YOUR INSTRUCTIONS ▸
Each record below needs to be copied out exactly as it stands.

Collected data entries
____
PR #1892, opened 2023-08-23
Trharris/communicationlogs

TrevorJoelHarris:
## Description

Right now, if incoming postMessages to teamsjs are ignored, the library are ignored we do very little to help engineers investigate why that is. This PR is an attempt to add some helpful logging that will point them in the right direction

### Main changes in the PR:

1. Added logging to communication.ts, specifically in the parts that are used for processing incoming post messages.
2. Added logging to utils.ts, specifically in the function that is used to validate origins.

### Unit Tests added:

No

### End-to-end tests added:

No

### Change file added:

Yes

### DIFF
--- a/packages/teams-js/src/internal/communication.ts
+++ b/packages/teams-js/src/internal/communication.ts
@@ -276,7 +276,7 @@ const processMessageLogger = communicationLogger.extend('processMessage');
 function processMessage(evt: DOMMessageEvent): void {
   // Process only if we received a valid message
   if (!evt || !evt.data || typeof evt.data !== 'object') {
-    processMessageLogger('Unrecognized message format received by app, message being ignored');
+    processMessageLogger('Unrecognized message format received by app, message being ignored. Message: %o', evt);
     return;
   }
 
@@ -287,7 +287,7 @@ function processMessage(evt: DOMMessageEvent): void {
   const messageOrigin = evt.origin || (evt.originalEvent && evt.originalEvent.origin);
   if (!shouldProcessMessage(messageSource, messageOrigin)) {
     processMessageLogger(
-      'Message being ignored by app because it is not coming from a different window with a valid origin',
+      'Message being ignored by app because it is either coming from the current window or a different window with an invalid origin',
     );
     return;
   }
@@ -316,7 +316,7 @@ function shouldProcessMessage(messageSource: Window, messageOrigin: string): boo
   // Process if message source is a different window and if origin is either in
   // Teams' pre-known whitelist or supplied as valid origin by user during initialization
   if (Communication.currentWindow && messageSource === Communication.currentWindow) {
-    shouldProcessMessageLogger('Should not process message because it is coming from the same window');
+    shouldProcessMessageLogger('Should not process message because it is coming from the current window');
     return false;
   } else if (
     Communication.currentWindow &&
--- a/packages/teams-js/src/internal/communication.ts
+++ b/packages/teams-js/src/internal/communication.ts
@@ -267,6 +267,8 @@ function sendMessageToParentHelper(actionName: string, args: any[]): MessageRequ
   return request;
 }
 
+const processMessageLogger = communicationLogger.extend('processMessage');
+
 /**
  * @internal
  * Limited to Microsoft-internal use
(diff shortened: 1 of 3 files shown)


packages/teams-js/src/internal/communication.ts
```diff
@@ -267,21 +267,28 @@ function sendMessageToParentHelper(actionName: string, args: any[]): MessageRequ
...
+const processMessageLogger = communicationLogger.extend('processMessage');
+
 /**
  * @internal
  * Limited to Microsoft-internal use
  */
 function processMessage(evt: DOMMessageEvent): void {
   // Process only if we received a valid message
   if (!evt || !evt.data || typeof evt.data !== 'object') {
+    processMessageLogger('Unrecognized message format received by app, message being ignored');
```
AE-MS, line 279: >'Unrecognized message format received by app, message being ignored' [](http://example.com/codeflow?start=25&length=68)

Could we log the evt object here to help aid in debugging?

packages/teams-js/src/internal/communication.ts
```diff
@@ -267,21 +267,28 @@ function sendMessageToParentHelper(actionName: string, args: any[]): MessageRequ
...
 
   // Process only if the message is coming from a different window and a valid origin
-  // valid origins are either a pre-known
+  // valid origins are either a pre-known origin or one specified by the app developer
+  // in their call to app.initialize
   const messageSource = evt.source || (evt.originalEvent && evt.originalEvent.source);
   const messageOrigin = evt.origin || (evt.originalEvent && evt.originalEvent.origin);
   if (!shouldProcessMessage(messageSource, messageOrigin)) {
+    processMessageLogger(
+      'Message being ignored by app because it is not coming from a different window with a valid origin',
```
AE-MS, line 290: >a valid origin' [](http://example.com/codeflow?start=90&length=15)

Could we log the origin it is coming from here to help aid in debugging?

AE-MS, line 290: >not coming from a different window with a valid origin [](http://example.com/codeflow?start=50&length=54)

For some reason I had a hard time parsing this message. Is this the intent:
"Message being ignore by app because it is either coming from this own window or it's coming from a different window but with an invalid origin" ?

AE-MS: (reading further, maybe this will be logged by some of the other log statements?)

packages/teams-js/src/internal/utils.ts
```diff
@@ -36,13 +37,16 @@ function validateHostAgainstPattern(pattern: string, host: string): boolean {
...
+const validateOriginLogger = getLogger('validateOrigin');
+
 /**
  * @internal
  * Limited to Microsoft-internal use
  */
 export function validateOrigin(messageOrigin: URL): boolean {
   // Check whether the url is in the pre-known allowlist or supplied by user
   if (!isValidHttpsURL(messageOrigin)) {
+    validateOriginLogger('Origin %s is invalid because it is not using https protocol', messageOrigin);
```
AE-MS, line 49: >not using https protocol [](http://example.com/codeflow?start=61&length=24)

Perhaps this is pointless because "not https" basically means "http" but you could consider logging `messageOrigin.protocol`

packages/teams-js/src/internal/utils.ts
```diff
@@ -58,6 +62,10 @@ export function validateOrigin(messageOrigin: URL): boolean {
     }
   }
 
+  validateOriginLogger(
+    'Origin %s is invalid because it is not an origin approved by this library or the call to app.initialize',
```
AE-MS, line 66: >an origin approved by this library [](http://example.com/codeflow?start=44&length=34)

Not sure if this is the place to do it, but could we/do we dump the valid origins to the log stream at some point to aid in debugging?

AE-MS (changes requested):
:clock1:

packages/teams-js/src/internal/communication.ts
TrevorJoelHarris: Yes, should be captured elsewhere

TrevorJoelHarris: Yes, will update the language

packages/teams-js/src/internal/communication.ts
TrevorJoelHarris: Done

packages/teams-js/src/internal/utils.ts
TrevorJoelHarris: I don't think it serves much of a purpose, but it also doesn't hurt and is easy to add so I did

packages/teams-js/src/internal/utils.ts
TrevorJoelHarris: No problem. Also added the list of origins that were passed to app.initialize

AE-MS (approved):
:shipit:

shrshindeMSFT (approved):
🚢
____
SOLUTION FOR THIS EXERCISE ▸
PR #1892, opened 2023-08-23
Trharris/communicationlogs

TrevorJoelHarris:
## Description

Right now, if incoming postMessages to teamsjs are ignored, the library are ignored we do very little to help engineers investigate why that is. This PR is an attempt to add some helpful logging that will point them in the right direction

### Main changes in the PR:

1. Added logging to communication.ts, specifically in the parts that are used for processing incoming post messages.
2. Added logging to utils.ts, specifically in the function that is used to validate origins.

### Unit Tests added:

No

### End-to-end tests added:

No

### Change file added:

Yes

### DIFF
--- a/packages/teams-js/src/internal/communication.ts
+++ b/packages/teams-js/src/internal/communication.ts
@@ -276,7 +276,7 @@ const processMessageLogger = communicationLogger.extend('processMessage');
 function processMessage(evt: DOMMessageEvent): void {
   // Process only if we received a valid message
   if (!evt || !evt.data || typeof evt.data !== 'object') {
-    processMessageLogger('Unrecognized message format received by app, message being ignored');
+    processMessageLogger('Unrecognized message format received by app, message being ignored. Message: %o', evt);
     return;
   }
 
@@ -287,7 +287,7 @@ function processMessage(evt: DOMMessageEvent): void {
   const messageOrigin = evt.origin || (evt.originalEvent && evt.originalEvent.origin);
   if (!shouldProcessMessage(messageSource, messageOrigin)) {
     processMessageLogger(
-      'Message being ignored by app because it is not coming from a different window with a valid origin',
+      'Message being ignored by app because it is either coming from the current window or a different window with an invalid origin',
     );
     return;
   }
@@ -316,7 +316,7 @@ function shouldProcessMessage(messageSource: Window, messageOrigin: string): boo
   // Process if message source is a different window and if origin is either in
   // Teams' pre-known whitelist or supplied as valid origin by user during initialization
   if (Communication.currentWindow && messageSource === Communication.currentWindow) {
-    shouldProcessMessageLogger('Should not process message because it is coming from the same window');
+    shouldProcessMessageLogger('Should not process message because it is coming from the current window');
     return false;
   } else if (
     Communication.currentWindow &&
--- a/packages/teams-js/src/internal/communication.ts
+++ b/packages/teams-js/src/internal/communication.ts
@@ -267,6 +267,8 @@ function sendMessageToParentHelper(actionName: string, args: any[]): MessageRequ
   return request;
 }
 
+const processMessageLogger = communicationLogger.extend('processMessage');
+
 /**
  * @internal
  * Limited to Microsoft-internal use
(diff shortened: 1 of 3 files shown)


packages/teams-js/src/internal/communication.ts
```diff
@@ -267,21 +267,28 @@ function sendMessageToParentHelper(actionName: string, args: any[]): MessageRequ
...
+const processMessageLogger = communicationLogger.extend('processMessage');
+
 /**
  * @internal
  * Limited to Microsoft-internal use
  */
 function processMessage(evt: DOMMessageEvent): void {
   // Process only if we received a valid message
   if (!evt || !evt.data || typeof evt.data !== 'object') {
+    processMessageLogger('Unrecognized message format received by app, message being ignored');
```
AE-MS, line 279: >'Unrecognized message format received by app, message being ignored' [](http://example.com/codeflow?start=25&length=68)

Could we log the evt object here to help aid in debugging?

packages/teams-js/src/internal/communication.ts
```diff
@@ -267,21 +267,28 @@ function sendMessageToParentHelper(actionName: string, args: any[]): MessageRequ
...
 
   // Process only if the message is coming from a different window and a valid origin
-  // valid origins are either a pre-known
+  // valid origins are either a pre-known origin or one specified by the app developer
+  // in their call to app.initialize
   const messageSource = evt.source || (evt.originalEvent && evt.originalEvent.source);
   const messageOrigin = evt.origin || (evt.originalEvent && evt.originalEvent.origin);
   if (!shouldProcessMessage(messageSource, messageOrigin)) {
+    processMessageLogger(
+      'Message being ignored by app because it is not coming from a different window with a valid origin',
```
AE-MS, line 290: >a valid origin' [](http://example.com/codeflow?start=90&length=15)

Could we log the origin it is coming from here to help aid in debugging?

AE-MS, line 290: >not coming from a different window with a valid origin [](http://example.com/codeflow?start=50&length=54)

For some reason I had a hard time parsing this message. Is this the intent:
"Message being ignore by app because it is either coming from this own window or it's coming from a different window but with an invalid origin" ?

AE-MS: (reading further, maybe this will be logged by some of the other log statements?)

packages/teams-js/src/internal/utils.ts
```diff
@@ -36,13 +37,16 @@ function validateHostAgainstPattern(pattern: string, host: string): boolean {
...
+const validateOriginLogger = getLogger('validateOrigin');
+
 /**
  * @internal
  * Limited to Microsoft-internal use
  */
 export function validateOrigin(messageOrigin: URL): boolean {
   // Check whether the url is in the pre-known allowlist or supplied by user
   if (!isValidHttpsURL(messageOrigin)) {
+    validateOriginLogger('Origin %s is invalid because it is not using https protocol', messageOrigin);
```
AE-MS, line 49: >not using https protocol [](http://example.com/codeflow?start=61&length=24)

Perhaps this is pointless because "not https" basically means "http" but you could consider logging `messageOrigin.protocol`

packages/teams-js/src/internal/utils.ts
```diff
@@ -58,6 +62,10 @@ export function validateOrigin(messageOrigin: URL): boolean {
     }
   }
 
+  validateOriginLogger(
+    'Origin %s is invalid because it is not an origin approved by this library or the call to app.initialize',
```
AE-MS, line 66: >an origin approved by this library [](http://example.com/codeflow?start=44&length=34)

Not sure if this is the place to do it, but could we/do we dump the valid origins to the log stream at some point to aid in debugging?

AE-MS (changes requested):
:clock1:

packages/teams-js/src/internal/communication.ts
TrevorJoelHarris: Yes, should be captured elsewhere

TrevorJoelHarris: Yes, will update the language

packages/teams-js/src/internal/communication.ts
TrevorJoelHarris: Done

packages/teams-js/src/internal/utils.ts
TrevorJoelHarris: I don't think it serves much of a purpose, but it also doesn't hurt and is easy to add so I did

packages/teams-js/src/internal/utils.ts
TrevorJoelHarris: No problem. Also added the list of origins that were passed to app.initialize

AE-MS (approved):
:shipit:

shrshindeMSFT (approved):
🚢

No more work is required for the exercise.